Filter the entries below, keeping only lines with the word "isKiller".

START Material for this exercise

PR #3168, opened 2016-05-12
change killer checking back to a bool

TeoTwawki:
Broken into 3 commits for easier reviewing.

1.  core change

2.  global script change (onMobDeathEx)

3.  mob scripts (onMobDeath)

Dear past me: near-present me apologizes for second guessing you when we tried to fix it before

Scripters: `mobs.lua` has a fine example of how to make things only hit happen to the actual killer. The function is identical except for the weaponskill check.


TeoTwawki:
p.s. :
Tested party alliance and solo, tested all arguments, made sure didn't F up stack, made sure every behaved as expected in both mob's function and global and made a test case for things that don't even exist yet just to be 100% sure.

TeoTwawki:
if I still managed to derp something, shoot me.

Hozu:
I hate you for making me have to change all of my custom scripts, yet again.

teschnei:
time to learn bufdo ;)

src/map/lua/luautils.cpp
```diff
@@ -2714,18 +2714,18 @@ namespace luautils
                     }
 
                     CLuaBaseEntity LuaMobEntity(PMob);
-                    CLuaBaseEntity LuaKillerEntity(PChar);
                     CLuaBaseEntity LuaAllyEntity(PMember);
-
+                    bool isKiller = (PMember == PChar) ? true : false;
```
teschnei: bool isKiller = PMember == PChar;

src/map/lua/luautils.cpp
```diff
@@ -2714,18 +2714,18 @@ namespace luautils
...
                     Lunar<CLuaBaseEntity>::push(LuaHandle, &LuaMobEntity);
-                    Lunar<CLuaBaseEntity>::push(LuaHandle, &LuaKillerEntity);
                     Lunar<CLuaBaseEntity>::push(LuaHandle, &LuaAllyEntity);
+                    lua_pushboolean(LuaHandle, isKiller);
+
                     lua_pushboolean(LuaHandle, isWeaponSkillKill);
                     // lua_pushboolean(LuaHandle, isMagicKill);
                     // lua_pushboolean(LuaHandle, isPetKill);
-                    // Upcoming AI rewrite will likely have a better way to handle it..
+                    // Todo: look at better way do do these than additional bools...
```
teschnei: we'll probably just add an event to be triggered under those conditions rather than jamming it into here when we need it

TeoTwawki:
@Hozu I have find+replace instructions ready to post to dsp forums when this gets merged.

teschnei:
I can't tell if you updated on my comment or not (too many changes to view the full diff rather than just the single commit)

src/map/lua/luautils.cpp
TeoTwawki: @teschnei hadn't actually see it yet just woke aup. And yeah I dunno why I did that the way I did...

TeoTwawki: @teschnei fixed now.

TeoTwawki:
@Hozu I went and lost the regex I used last night >.< but heres how to do it in multiple non regex find+replace:

Find this string: ` ally:`
Replace with: ` player:`
Find this string: `(ally`
Replace with: `(player`
Find this string: `, ally`
Replace with: `, player`
Find this string: `,ally`
Replace with: `,player`
Find this string: `onMobDeath(mob,killer,ally)`
Replace with: `onMobDeath(mob, player, isKiller)`
Find this string: `onMobDeath(mob, killer, ally)`
Replace with: `onMobDeath(mob, player, isKiller)`
If `killer:` actually got used anywhere, that was busted to begin with.

TeoTwawki:
@teschnei  in case github didn't show you my earlier reply, I rewrote all 3 commits with the change.

PR #3170, opened 2016-05-12
SQL: item_weapon delay corrections, removed grip/strap

Ninjistix:
corrected h2h and ranged delays... removed straps,grips and 4 other items


Hozu:
Hm? What was wrong with h2h weapon delay? Seems like a fairly significant increase there.

teschnei:
It looks to me like he screwed them up in a previous PR (or someone else
did). O checked a 2014 version of the file and they were all 500ish

Hozu:
Ooh, I see.

Ninjistix:
Those were the original values before my last commit they h2h delay is 480
plus whatever is on the weapon, i think I imported SE delays for h2h. users
on our sever reported h2h weapons with no delay and having hundred fists
all the time

TeoTwawki:
Why were grips and straps there, I already removed had warned everyone making a PR since that they don't belong in the weapon table. :panda_face: The panda is sad. People need to stop upsetting the Panda.

sql/item_weapon.sql
```diff
@@ -1116,54 +1113,54 @@ INSERT INTO `item_weapon` VALUES (17468,'raise_rod',11,0,0,0,0,3,1,288,10,0);
...
-INSERT INTO `item_weapon` VALUES (17513,'hyd.baghnakhs_+1',1,0,0,0,0,4,1,295,8,0);
-INSERT INTO `item_weapon` VALUES (17514,'hydro_claws',1,0,0,0,0,4,1,306,10,0);
-INSERT INTO `item_weapon` VALUES (17515,'hydro_claws_+1',1,0,0,0,0,4,1,301,11,0);
-INSERT INTO `item_weapon` VALUES (17516,'hydro_patas',1,0,0,0,0,4,1,336,19,0);
-INSERT INTO `item_weapon` VALUES (17517,'hydro_patas_+1',1,0,0,0,0,4,1,326,20,0);
-INSERT INTO `item_weapon` VALUES (17518,'manoples_+1',1,0,0,0,0,4,1,346,24,0);
-INSERT INTO `item_weapon` VALUES (17519,'platoon_cesti',1,0,0,0,0,4,1,288,7,0);
+INSERT INTO `item_weapon` VALUES (17472,'cross-counters',1,0,0,0,0,4,1,576,22,0);
+INSERT INTO `item_weapon` VALUES (17473,'torama_cesti',1,0,0,0,0,4,1,520,9,0);
+INSERT INTO `item_weapon` VALUES (17474,'grapnel',0,0,0,0,0,0,1,0,3,0);
```
TeoTwawki: grapnel doesn't need to be here. its not an actual weapon, its equipment but its not used as a weapon.

TeoTwawki: I meant to say "looks like but isn't" equipment.

Ninjistix: removed it... anything else?

TeoTwawki: not right now since i assume th current icky naming matches item basic, but I did warn you about punctuation. the name in item basic sets the script name. while 90% of these will never need a script, when one is needed having `.` `,` `;` or `:` screws those. So cut that out.

So if you change the naming in item basic _again_ remember that..

TeoTwawki: Pardon, only half awake. These are matching the short-name in item basic yeah? They are fine and I don't think we even use this name column in item_weapon (not sure). The long name in item_basic is the one that matters, some folk were annoyed at colon's in there the other day so I remembered it. I'll stfu now.

Ninjistix: No big deal and yes this matches short name from item basic

PR #3173, opened 2016-05-14
Added Argus & Leech King pop mechanism

ymkc:
- only one of them can be up (randomized)
- spawn window open after "maintenance"/server restart
- added nm spawn points
- removed Argus' name_prefix

reference: http://ffxi.gamerescape.com/wiki/Argus


Hozu:
Weren't they separated at some point with new retail?

TeoTwawki:
@hozu my memory if it is they used to be and then were combined afterward just to make us all groan even more about Argus's pop..


Also: nuuuuuuuuuuuuu now how will I exploit argus' pop after every server crash! :cry:

scripts/zones/Maze_of_Shakhrami/Zone.lua
```diff
@@ -21,7 +22,13 @@ function onInitialize(zone)
     SetGroundsTome(tomes);
 
     UpdateTreasureSpawnPoint(17588769);
-    
+
+    local whichNM = math.random(0,19);
+    if (whichNM < 10) then
+        SetRespawnTime(Argus, 0, 43200); -- 0-12 hours 
+    else
```
Hozu: You need to use DeterMob here too, false for the one that will spawn, true for the other one.

scripts/zones/Maze_of_Shakhrami/mobs/Argus.lua
```diff
@@ -0,0 +1,23 @@
...
+
+function onMobDeath(mob,killer,ally)
+    local whichNM = math.random(0,19);
+
+    if (whichNM < 10) then
+        SetRespawnTime(Argus, 64800, 108000); -- 18-30 hours
+        DeterMob(Leech_King, true);
+    else
+        SetRespawnTime(Leech_King, 64800, 108000); -- 18-30 hours
+        DeterMob(Argus, true);
```
Hozu: You need to do DeterMob(Leech_King, false); here as it will not spawn otherwise.

scripts/zones/Maze_of_Shakhrami/mobs/Leech_King.lua
```diff
@@ -0,0 +1,23 @@
...
+-----------------------------------
+-- onMobDeath
+-----------------------------------
+
+function onMobDeath(mob,killer,ally)
+    local whichNM = math.random(0,19);
+
+    if (whichNM < 10) then
+        SetRespawnTime(Argus, 64800, 108000); -- 18-30 hours
+        DeterMob(Leech_King, true);
```
Hozu: Same here, except with Argus. DeterMob(Argus, false);

scripts/zones/Maze_of_Shakhrami/mobs/Argus.lua
```diff
@@ -0,0 +1,23 @@
...
+-----------------------------------
+-- onMobDeath
+-----------------------------------
+
+function onMobDeath(mob,killer,ally)
+    local whichNM = math.random(0,19);
+
+    if (whichNM < 10) then
+        SetRespawnTime(Argus, 64800, 108000); -- 18-30 hours
+        DeterMob(Leech_King, true);
```
Hozu: Come to think of it, if you're deterring the mob in the zone.lua on boot, you don't need to deter the other one again on death. Since Leech King is already deterred if you defeat Argus.

scripts/zones/Maze_of_Shakhrami/mobs/Leech_King.lua
```diff
@@ -0,0 +1,23 @@
...
+    else
+        SetRespawnTime(Leech_King, 64800, 108000); -- 18-30 hours
+        DeterMob(Argus, true);
```
Hozu: Same deal, no need to deter Argus here if it's already set to be deterred in the zone.lua.

scripts/zones/Maze_of_Shakhrami/Zone.lua
ymkc: I hope I got this right, because according to luautils.cpp:

/************************************************************************
    * Set SpawnType of mob to scripted (128) or normal (0) usind mob id     *
    int32 DeterMob(lua_State* L)

I set both of them to 128 in the db so I don't have to call DeterMob here

scripts/zones/Maze_of_Shakhrami/mobs/Argus.lua
ymkc: Tested and not neccessary, as CLuaBaseEntity::setRespawnTime per default sets

PMob->m_AllowRespawn = true;

I know it looks a bit short/incomplete but I tested alot and checked the underlying functions, so it should work as expected

scripts/zones/Maze_of_Shakhrami/mobs/Leech_King.lua
ymkc: But onZoneInitialize is only called once, so if you have more than one kill you need to deter the other mob. Or am I off on this?

ymkc:
I can't find any source saying that they can now be up at the same time, wikia only states that they reduced the repop time to around one hour (like on many other NMs)

scripts/zones/Maze_of_Shakhrami/Zone.lua
xdemolish: three backticks before and after a block of code on github will help make your comment more readable :)

scripts/zones/Maze_of_Shakhrami/mobs/Leech_King.lua
Hozu: You're right about onZoneInitialize. If you defeat the mob that was chosen on boot, and it gets selected again, there's no need to change what mob is deterred - only need to set the respawn time. If it's different, you deter the mob you just killed, and have the other mob not be deterred.

scripts/zones/Maze_of_Shakhrami/mobs/Argus.lua
Hozu: Oh yeah... there's an optional argument that would not change that. Carry on.

scripts/zones/Maze_of_Shakhrami/Zone.lua
ymkc: @xdemolish thanks

scripts/zones/Maze_of_Shakhrami/mobs/Leech_King.lua
ymkc: @Hozu my idea was to always deter one mob, so there is no way they will be up at the same time

I can change the logic if it's the better/prefered way, just thought those calls 2 calls every 12+ hours wouldn't matter much :)

ymkc: @Hozu took a look at it, but this would make the logic more complex
the problem is, that the respawn time changes (from 0-12h to 18-30h) after the first kill of each NM, so you get more checking + 2x deter/1xsetRespawn instead of no checking and 1x setRespawn + 1x deter

bendangelo:
Hey, please fix the conflicts. If there are no more issues I'll like to get this merge in.

ymkc:
@bendangelo conflicts resolved

bendangelo:
If anyone has a problem with this, I'll fix it. Thanks for contributing :heart:

PR #3175, opened 2016-05-15
SCRIPTS/SQL: May Update - Batch Id Updates

starlightknight:
Usual batch updates

-Text ID Updates - handful of shifts in zones
-NPC ID Updates - updates in the following zones:

Nyzul Isle
West Ronfaure
South Gustaberg
West Sarutabaruta
Southern San d'Oria
Bastok Markets
Windurst Waters

-Lua ID Updates - minor updates


starlightknight:
@gedads @TeoTwawki Need some help as a follow-up in the following zones:

West Ronfaure
South Gustaberg
West Sarutabaruta
Southern San d'Oria
Bastok Markets
Windurst Waters

SE has shuffled a fair number of npcs around here, and these zones have gotten out of sync to the point that the batch cannot accurately identify where many of the NPCs should be shifted to. This is largely because there are many NPCs in these zones that do not have a POLUtils name, meaning the batch has nothing to compare against. 

In this case, what the batch normally does is compare the last surrounding NPCs that it could concretely identify in POLUtils, and figure out how it should be shifted based on a combination of how much the last identified npcs went, combined with ids not being allowed to be reused. 

Normally this has worked very well for years now, but in order for this to work accurately, the NPCs in the SQL file need to be kept in sequential order. These zones - and in particular, the Windurst ones - are a mess in this regard. I have spent a fair amount of time analyzing the problems and have fixed as many as could be concretely identified, but I need someone to help and do the following:

1) Recap these zones and make sure the NPCs with no POLUtils name are correct so that cutscenes are not borked. Since this has problem has been growing for awhile now, its near impossible to tell whats in or not in sync in these areas
2) Place the npcs in these zones in sequential order when doing so
3) When new npcs are added, event or otherwise, please add them in sequential order instead of in new chunks at the bottom of the zone

This will ensure smooth and painless batch updates continue to happen in the future. If no one is willing to help with this, then these zones will have to be dropped from the batch update as they cannot be auto updated correctly in the current state (which will lead to the out of sync id complaints of old).

In the meantime - merging this will should fix more than it breaks, so I recommend doing so for now. All files load successfully.

TeoTwawki:
I also need to go through Abyssea-la'Theine..Somethings off there atm, I probably won't be able to get to any of this till the 20th because of moving.


Aaaand just quoting for emphasis:
> **in order for this to work accurately, the NPCs in the SQL file need to be kept in sequential order.**

COUGH COUGH

gedads:
probably some festival going on in starter cities
about the mess in starter cities if i look one year back https://raw.githubusercontent.com/starlightknight/darkstar/ff0d6dd87ec6b3d365cf60ec90417ac355f4b74c/sql/npc_list.sql
all are in order, i don't think npcs were added since them in those area. i'll check npc_list soon compared to previous version to see were npcs are misplaced over time.
nyzul they added the master content (which i can enter and capture too but not alone).

Also that reminds me some event where SE are repoving temporarily npcs to add other then add them back in some update later which was really boring when i was updating npc_list manually, i can't tell if it's something like this i haven't really checked npc_list for a long time now since it's automated.

starlightknight:
@gedads @TeoTwawki 

Yeah its usually the event areas that get messed up, thus these few zones - everything else is generally good elsewhere. 

The event stuff seems to get grouped up toward the end of the zone and while they were at one time also in sequential order, SE likes to move them around - and then at some point, some non event npcs got interwoven as well. It is hard to correlate some of the current blocks versus the current POLUtils file.

The csnpcs, blanks, and common npc names like moogles, doors, and internal names are the ones that are potentially likely to be messed up. If the blocks are out of sequence, the wrong id number may be chosen since the batch only has visibility into the name of the npc. Many npcs match those names, and its scanning forward from the start of the zone - there is no positional data or anything to compare with. This can have cascading effects on the remainder of the zone since ids aren't allowed to be reused.

If we are able to line them up so that they're in sync and sequential, then the approach the batch uses should keep them that way. I started trying to manual fix as much as i could identify versus current polutils, but eventually i hit a wall and gave up after several hours at it - guessing at POLUtils on blanks won't lead to good results :-(

As for them being misplaced - some of it is probably my fault for not noticing this issue early on in the life of the batch process over the past two years. It wasn't always apparent that this was a problem. Some of it may have just happened over time as well as new events and npcs were added, or corrected. Its hard to keep an eye on as any edit to npc is almost always too big to see the diff in github. SE also likes to do lots of reordering on these areas too - where the whole block, as labeled in npc, may switch places with another block of event npcs. After we sort this problem out and are sure the ids are in sync, I will add a step to the batch to make sure they're ordered automatically before and after the compare so that we can hopefully keep this from happening again.

As far as ones that the batch isn't sure about - i can make it add like a -- FIXME comment to the end of the line or something if that works

Also: Any NPC that has a real polutils name, and whose POLUtils_name column matches the NPC name in this commit is guaranteed to be set to the right id right now (assuming the positional data didn't get borked over time for something like a moogle). I have the batch rescrape these values as a cross check after shifting, so that anything that was not done correctly is shown in the diff I review. This covers the vast majority of non-event npcs being correct. It's just the blanks, csids, etc and event npcs that are messy since they can't be verified this way.

Thanks for any help :-)

gedads:
hi, 
FIXME would be perfect. honestly, i don't think it's that hard to correct once they're explicitely displayed as wrong with fixme. Overall your tool is magic, saved a lot of time and removed the really annoying task  to manually update so whatever you need to make it even better i'm ok to help (mostly by capturing again area i suppose).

END Material for this exercise

### Response for this exercise
+                    bool isKiller = (PMember == PChar) ? true : false;
teschnei: bool isKiller = PMember == PChar;
+                    lua_pushboolean(LuaHandle, isKiller);
Replace with: `onMobDeath(mob, player, isKiller)`
Replace with: `onMobDeath(mob, player, isKiller)`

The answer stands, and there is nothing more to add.